(RECORDS SHOWN)

PR #1026, opened 2017-02-21
Upgrade to latest package-deps

steelbrain:
This PR

 - Upgrades to latest `atom-package-deps` version
 - Removes a config that is no longer necessary after the latest version of the package

You can see the new Confirmation Dialog in action in [`atom-package-deps` Screenshots](https://github.com/steelbrain/package-deps#screenshots)

### DIFF
--- a/lib/main.js
+++ b/lib/main.js
@@ -275,7 +275,7 @@ export function activate() {
     const firstWindowId = remote.BrowserWindow.getAllWindows()[0].id;
     const currentWindowId = remote.getCurrentWindow().id;
     if (firstWindowId === currentWindowId) {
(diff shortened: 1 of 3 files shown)


hansonw:
@steelbrain Thanks for this - we'll actually upgrade to 4.5.0 if https://github.com/steelbrain/package-deps/pull/89 gets in! ;) A little hesitant to take on a bunch of extra dependencies that will be unused. Also:

1. `installRecommendedPackages` is reserved for internal use so we don't want to remove that
2. We'll want to leave `promptUser` to false, as we want to really ensure that our internal Nuclide users install these packages.

PR #1030, opened 2017-02-25
Added link to Atom documentation in Getting Started

zardra:
One more PR :)

### DIFF
--- a/docs/_docs/quick-start/getting-started.md
+++ b/docs/_docs/quick-start/getting-started.md
@@ -5,7 +5,10 @@ layout: docs
 permalink: /docs/quick-start/getting-started/
 ---
 
-This getting started guide walks you through the core features of Nuclide and aims to get you productive quickly.  See [Basics](/docs/editor/basics) for more information on using Nuclide's editing features.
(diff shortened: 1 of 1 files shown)


docs/_docs/quick-start/getting-started.md
```diff
@@ -5,7 +5,10 @@ layout: docs
 permalink: /docs/quick-start/getting-started/
 ---
 
-This getting started guide walks you through the core features of Nuclide and aims to get you productive quickly.  See [Basics](/docs/editor/basics) for more information on using Nuclide's editing features.
+This getting started guide walks you through the core features of Nuclide and aims to get you productive quickly.  
+
+If you're new to Atom, you can find more information about its features in the [Atom Flight Manual](http://flight-manual.atom.io/).  Then, to find out more about using Nuclide see [Basics](/docs/editor/basics) or any of the other Features, Plugins, or Language & Platform guides listed in the side menu for Nuclide-specific features.
```
JoelMarcey: I think we can be a little simpler here. And we may not always have a sidebar, possibly.

> Then, to find out more about using Nuclide, see [Basics](/docs/editor/basics) or any of the other guides available in the Nuclide documentation.  

What do you think?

(End RECORDS SHOWN)

Only the lines with "https" are needed; find them in the records and copy each one.

SOLUTION TO THIS EXERCISE:
You can see the new Confirmation Dialog in action in [`atom-package-deps` Screenshots](https://github.com/steelbrain/package-deps#screenshots)
@steelbrain Thanks for this - we'll actually upgrade to 4.5.0 if https://github.com/steelbrain/package-deps/pull/89 gets in! ;) A little hesitant to take on a bunch of extra dependencies that will be unused. Also:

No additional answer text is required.